WHAT THE TASK REQUIRES
When you reply, transcribe every line of the data below exactly.

LISTED ENTRIES

PR #189, opened 2025-02-07
fix(frontend): improve xstate navigation

gregory-j-baker:
[AB#15081](https://dev.azure.com/ESDCCM/a4b4f7af-bbd7-4f0d-83ab-a123d0b70fda/_workitems/edit/15081) -- Explore XState for managing wizard screen flow

## Summary

Refactoring to how the xstate stuff works.

- Allowing for target-state loading when hitting a route. This prevents the state machine from desynchronizing with the application URL. When you hit `/my-route` then the correct state for `my-route` is loaded.
- Moving some repeated code into helper functions.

OUTPUT
PR #189, opened 2025-02-07
fix(frontend): improve xstate navigation

gregory-j-baker:
[AB#15081](https://dev.azure.com/ESDCCM/a4b4f7af-bbd7-4f0d-83ab-a123d0b70fda/_workitems/edit/15081) -- Explore XState for managing wizard screen flow

## Summary

Refactoring to how the xstate stuff works.

- Allowing for target-state loading when hitting a route. This prevents the state machine from desynchronizing with the application URL. When you hit `/my-route` then the correct state for `my-route` is loaded.
- Moving some repeated code into helper functions.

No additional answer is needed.